▶ **WHAT TO PRODUCE**
Find the lines of the listing that contain the string "authoritative", and return them.

▶ **GIVEN ENTRIES**
PR #3263, opened 2026-09-02
APR measure-size: retire the compatibility read per container once a submit re-delivers it

### LINKED ISSUE #3245: sceAmprMeasureCommandSizeReadFile's compatibility read runs for every title, so every streamed asset is read and DMA'd twice (13,925 duplicate reads / 582 MB in a 3-minute Stray boot)

mattias800:
## What

`sceAmprMeasureCommandSizeReadFile`'s compatibility read fired for **every** APR title, so every streamed asset was read and DMA'd into the guest twice. Fixes #3245.

## Failure scenario

That NID's firmware contract is pure **sizing** — it answers 20, or 24 when the file offset needs its high 32 bits. prosper *also* performs the described read and DMAs it into the guest destination, deliberately: *Dragon Quest VII Reimagined*'s (`PPSA17942`) older SDK wrapper consumes that destination and never records a `ReadFile` command for it, so the measure is prosper's only hook on those bytes (`docs/UE4_APR_IOSTORE_BRINGUP.md`).

That requirement is real. The gate around it was not — it was only *"does the file id resolve"*.

Measured on *Stray* (`PPSA02101`), `PROSPER_NULL_PAGE=1`, no input, `tools/screenshot`, ~180 s, `PROSPER_FILELOG=1` (from #3245):

| | |
| --- | --- |
| `measure-read compatibility … OK` | **13,925** |
| `read-submit … OK` | 14,255 |
| bytes delivered by the measure path | **582,619,946** |
| bytes delivered by the submit path | 603,329,577 |

Every measure was paired with a submit of the same `dst`/`off`/`size` moments later — roughly **97% of the measure-path bytes re-delivered** — so the boot paid for ~583 MB of extra host reads, ~583 MB of extra `process_vm_writev`, and one extra `mmap`/`munmap` per read.

**The cost is the smaller half.** A sizing call that fills the destination puts bytes there *before the guest has recorded the read command*, let alone submitted it. On Stray that window is microseconds on one thread, so nothing observable goes wrong. On a title that measures a batch of reads and prepares the destinations afterwards, prosper's bytes would land first and the guest would then overwrite data the hardware would have delivered later. That is a silent-corruption shape, not a slowdown. It also perturbs every instrument on the streaming path — `PROSPER_ZEROWATCH`, `PROSPER_APR_VERIFY`, the dmem write trace all see each destination written twice.

## The contract asserted

**Nothing at the measure call distinguishes the two titles.** DOLL and Stray both pass a valid id, a real destination and a real size. What separates them is visible immediately *afterwards*, so that is what this keys on:

> When a submit arrives for exactly the `(file id, dst, offset, size)` a measure just served, that container records and submits its measured reads — so the compatibility read was redundant, and is retired for that container.

This is **self-calibrating**: it costs exactly one duplicate per APR file id and then turns itself off, and needs no per-title and no per-SDK knowledge.

### Correction — DOLL is NOT exempt, and the change is still right

The first version of this PR said in three places that the heuristic *"cannot fire for DOLL, whose measured reads are never submitted through the ReadFile NID"*. **That is false, and DOLL's own boot logs say so.** Independent review found it; I reproduced the replay myself over four `PROSPER_FILELOG` boots, implementing the predicate exactly as the code does (64-entry ring, record only on a delivered measure, match on `(id, dst, offset, requested)`):

| DOLL run | measures | pairs at | suppressed | **measures with no identical submit** |
| run1 | 1,254 | submit #13 | 1,253 | **0** |
| run2 | 1,255 | submit #13 | 1,254 | **0** |
| run3 | 1,725 | submit #13 | 1,724 | **0** |
| run4 | 1,732 | submit #13 | 1,731 | **0** |

Hand-verified at the cited lines of `run1` — `measure-read compatibility id=6 … dst=0x3002860000 off=0x7adec90a size=1080890 OK` at line 648, and `read-submit id=6 … dst=0x3002860000(guest) off=0x7adec90a size=1080890 got=1080890 OK` at line 704, with the raw `descsz=0x107e3a` = 1,080,890 in between.

**So the mechanism by which DOLL is safe is the opposite of the one asserted.** DOLL is not a consume-from-the-measure title; it is a *submits-everything-it-measures* title — exactly the case this suppression is designed for. When the heuristic fires on it, it is right. Stray replays identically (id=1 pairs at submit #4, 13,922 of 13,923 suppressed, **0 unmatched** across three logs — which also reproduces this issue's headline 13,925/14,255 figure independently at 13,923/14,253).

**The consequence, stated rather than buried:** the documented reason this compatibility read exists — an older SDK wrapper consuming the destination while prosper does not execute the encoded commands — **is no longer visible in DOLL's traffic.** prosper serves the `ReadFile` submit eagerly now, and DOLL does submit. Whether the read is needed *at all* is what `PROSPER_APR_MEASURE_READ=never` tests. Removing it is not this PR's job; not re-asserting a premise its own evidence contradicts is.

Keyed **per APR file id** rather than globally, so a title with a mixed pattern loses the read only for the container that demonstrated the pairing. `PROSPER_APR_MEASURE_READ=auto|always|never` (default `auto`) is the one-variable A/B lever.

### One thing not to do, recorded because it is the obvious move

#3245 suggests *"only when the same (id, offset, size, dst) has not just been served"*. Taken as an order-agnostic duplicate filter that is **backwards**: on Stray the measure comes **first** and the submit is the authoritative delivery, so such a filter suppresses the wrong half. The pairing is used here purely as *evidence* that the container submits what it measures — never to skip a submit.

## Deliberately unaffected

* **The sizing answer.** Still 20 or 24 in every case, including when the read is suppressed. An I/O outcome never becomes an allocation size.
* **The pure unregistered-id query** (Sonic's sizing calls) — unchanged.
* **The submit path's own delivery** — never suppressed, never reordered, never skipped. It remains the authoritative read.
* **A measure with no following submit still delivers, always** — the consume-from-the-measure pattern. (This bullet used to name DOLL; per the correction above, DOLL is not that pattern. The guarantee is about the mechanism, not the title.)
* Windows and POSIX take the same path; the suppression is host-independent.

## Risks

The one case this heuristic would get wrong is a title that, **within a single container**, both submits some measured reads and consumes others from the measure without submitting. Seven logs across two titles now show **0 unmatched measures**, so the pattern is not merely unobserved — it has been looked for. Two titles is still not the corpus.

**That case is now DETECTED, not merely feared** (review suggestion, taken). The suppression's *decision* was already loud; its *consequence* would have been silent, because the suppressed-measure log line sits behind `filelog()` — so a mixed-pattern title would just get an unwritten destination and no message. `PROSPER_APR_MEASURE_READ=always` is a recovery, not a detector: it only helps someone who already suspects this.

So recording now **continues after a container pairs** (the read is skipped; only the bookkeeping stays), each ring entry carries whether a submit later claimed it, and an entry that leaves the ring **suppressed and never matched** warns once, loudly, naming the container, the lost range and the lever. Nothing else produces that signature: a pre-pairing entry ages out unmatched routinely and is not marked suppressed, and a suppressed entry a submit claimed is the designed case. Cost is a 64-entry compare per submit — ~900k integer comparisons across a 3-minute Stray boot, against the 583 MB of file I/O removed. Known blind spot, stated in the code: up to 64 entries are still in the ring at exit and are never adjudicated.

Confidence: **HIGH** on the duplication and on suppression being safe for a title whose measured reads are submitted — which now includes DOLL and Stray *by replay*. **MED** that no title mixes both patterns in one container, since a log replay cannot see whether a title depends on the bytes arriving at *measure* time rather than *submit* time.

## Verification

Container `ps5ys`, Linux, exact head `b7ede68b1` on `origin/main` `49ec3e354`.

```
cmake -S prosper -B prosper/build-linux            # CONFIGURE_RC=0
cmake --build prosper/build-linux -j6              # BUILD_RC=0
cd prosper/build-linux && ctest --no-tests=error   # CTEST_RC=0
```

| run | tests | result | exit |
| --- | --- | --- | --- |
| `origin/main` baseline (measured here, at `e13fd40af`) | 344 | 100% passed | 0 |
| this branch, exact head | **348** | **100% passed** | **0** |

(`origin/main` moved to `49ec3e354` mid-session, bringing 2 tests of its own; 348 = 346 + this PR's 2. The same 346 falls out independently from #2926's branch — 347 there with 1 new test.)

### Mutation arms — demonstrated by exit code

The test is registered **twice**: once by default and once under `PROSPER_APR_MEASURE_READ=always`, where it asserts the **opposite** outcome for the Stray case. A suppression that never suppressed cannot pass both.

**Arm 1 — suppression disabled** (`if (false && apr_measure_read_suppressed(...))`, then restored):

```
default mode              ->  exit 1
  [FAIL] Stray arm: the compatibility read is suppressed once the container has paired
PROSPER_APR_MEASURE_READ=always  ->  exit 0     (unchanged, as it must be)
```

**Arm 2 — suppression made unconditional**, i.e. the actual DOLL risk (`return true`, then restored):

```
default mode              ->  exit 1
  [FAIL] DOLL arm: a measure with no submit delivers the container's bytes
  [FAIL] DOLL arm: a SECOND unsubmitted measure still delivers (no spurious latch)
  [FAIL] near-miss arm: the measure delivered
  [FAIL] near-miss arm: a non-identical submit does NOT retire the compatibility read
  [FAIL] Stray arm: the first measure delivers (the one duplicate this costs)
  [FAIL] a DIFFERENT container keeps its compatibility read after the first one paired
  [FAIL] prosper_apr_reset_for_test clears the pairing latch as well as the registry
```

So the test brackets the change on **both** sides: too little suppression and too much.

### Review round 2 — new arms

- The **"DOLL arm" is renamed** to the *unsubmitted-measure arm*. It models "a measure with no submit", which is now known not to be DOLL; it is a fine mechanism arm and should not carry title-level authority it has not earned. The file header is corrected likewise.
- **Two detector arms.** Arm A: after pairing, 72 suppressed measures that ARE each submitted → must stay **quiet** (a detector that cries wolf on the designed case is one nobody reads). Arm B: 72 suppressed measures never submitted → must **warn**.
- **The detector arm caught a flaw in itself, which is worth reporting.** Under `PROSPER_APR_MEASURE_READ=always` the first version of arm B failed — correctly: nothing is suppressed in that mode, so no measure can be lost and the detector *must* stay silent. The arm now inverts under `=always` and asserts the detector **cannot false-positive**, which is a better arm than the one I wrote.
- **A third CMake registration under `PROSPER_APR_MEASURE_READ=never`**, the one branch nothing previously executed.

### Why the new test is not vacuous

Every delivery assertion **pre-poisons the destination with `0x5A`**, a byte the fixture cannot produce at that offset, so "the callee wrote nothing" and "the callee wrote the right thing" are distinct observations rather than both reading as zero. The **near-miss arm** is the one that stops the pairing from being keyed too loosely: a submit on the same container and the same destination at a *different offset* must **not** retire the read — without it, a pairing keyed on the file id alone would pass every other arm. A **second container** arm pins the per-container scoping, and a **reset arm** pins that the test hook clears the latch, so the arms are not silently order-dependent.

▶ **WRITTEN SOLUTION**
#3245 suggests *"only when the same (id, offset, size, dst) has not just been served"*. Taken as an order-agnostic duplicate filter that is **backwards**: on Stray the measure comes **first** and the submit is the authoritative delivery, so such a filter suppresses the wrong half. The pairing is used here purely as *evidence* that the container submits what it measures — never to skip a submit.
* **The submit path's own delivery** — never suppressed, never reordered, never skipped. It remains the authoritative read.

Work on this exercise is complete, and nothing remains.